Rev. Ken Kovacs preaches to the congregation at Catonsville Presbyterian Church

Sermons

The Way of Compassion

February 28, 2021

Second Sunday in Lent/ 28th February 2021

 

What does love look like? That’s our question as a congregation for the season of Lent. There are many ways to answer this question, of course. This week’s answer requires guts and I pray that we have the stomach for it. This week we turn to compassion so that compassion might turn in us.

There are many places in scripture we could turn to for guidance here. I chose, perhaps, an unlikely combination of texts from Psalm 103 and Paul’s letter to Philippi, as well as other verses, as we shall see. Compassion is a constant thread woven into the fabric of our life in God.  And, yet it sometimes feels to be in short supply these days or maybe you’re experiencing compassion fatigue given what the past year has been like. This might have to do with the fact that compassion is difficult, it requires something of us, something from us, something we might not be willing to give. Compassion asks and requires much of us, but it’s also a work that we cannot do, a way we cannot walk on our own.

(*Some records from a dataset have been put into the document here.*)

PR #5387, opened 2026-07-29
Support MAPGs with RLE in Studio

Vithesh-Reddy:
Support MAPGs with RLE in Studio

### DIFF
--- a/.changeset/fair-rice-press.md
+++ b/.changeset/fair-rice-press.md
@@ -1,0 +1,5 @@
+---
+'@finos/legend-extension-dsl-data-product': patch
+---
+
+Refactor missing ingest flow in data product viewer to remove duplicate api calls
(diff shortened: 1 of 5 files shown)


packages/legend-graph/src/graph-manager/action/changeDetection/DataProductObserveHelper.ts
```diff
@@ -192,6 +193,17 @@ export const observe_AccessPointGroup = skipObserved(
   },
 );
 
+export const observe_SecureView = skipObserved(
+  (metamodel: SecureView): SecureView => {
+    makeObservable(metamodel, {
+      ingestPath: observable,
+      datasetName: observable,
+      func: observable.ref,
+    });
```
gs-gunjan: do you need to implement the observable.ref here, can it work with func: observable and then you have something like this: observe_RawLambda(metamodel.func);

Vithesh-Reddy: changed it to:
`func: observable,
    });
    observe_RawLambda(metamodel.func);`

The church in Philippi had a special place in Paul’s heart. “I thank my God every time I remember you,” he wrote, “constantly praying with joy in every one of my prayers for all of you” (Phil. 1:3). Still, it was a community struggling with conflict and disunity. Appealing to their better angels he affirms their ability to offer encouragement, consoling with love, sharing in the communion of the Spirit, offering compassion and sympathy, expressing a way of living by being of the same mind, having the same love.  By “same mind” Paul does not mean “sameness” or uniformity of mind or thought, but a similar attitude or orientation that guides their way through the world. “Let each of you look not to your own interests, but to the interests of others. Let the same mind”—or attitude or orientation—“be in you that was in Christ Jesus…” (Phil. 2:4-5). This mind or manner or way of Christ involved moving from his place of privilege with and in God out into the life of the other, entering deep into human life in service to the will of God, in service to the love of God, in service to God’s love for humanity. Pay attention, therefore, to that movement, that pattern, that way, that paradigm because it’s at work all through scripture and it’s at work within us too. The way of compassion flows from someplace deep within God and can flow from deep within us and can orient the shape of our lives.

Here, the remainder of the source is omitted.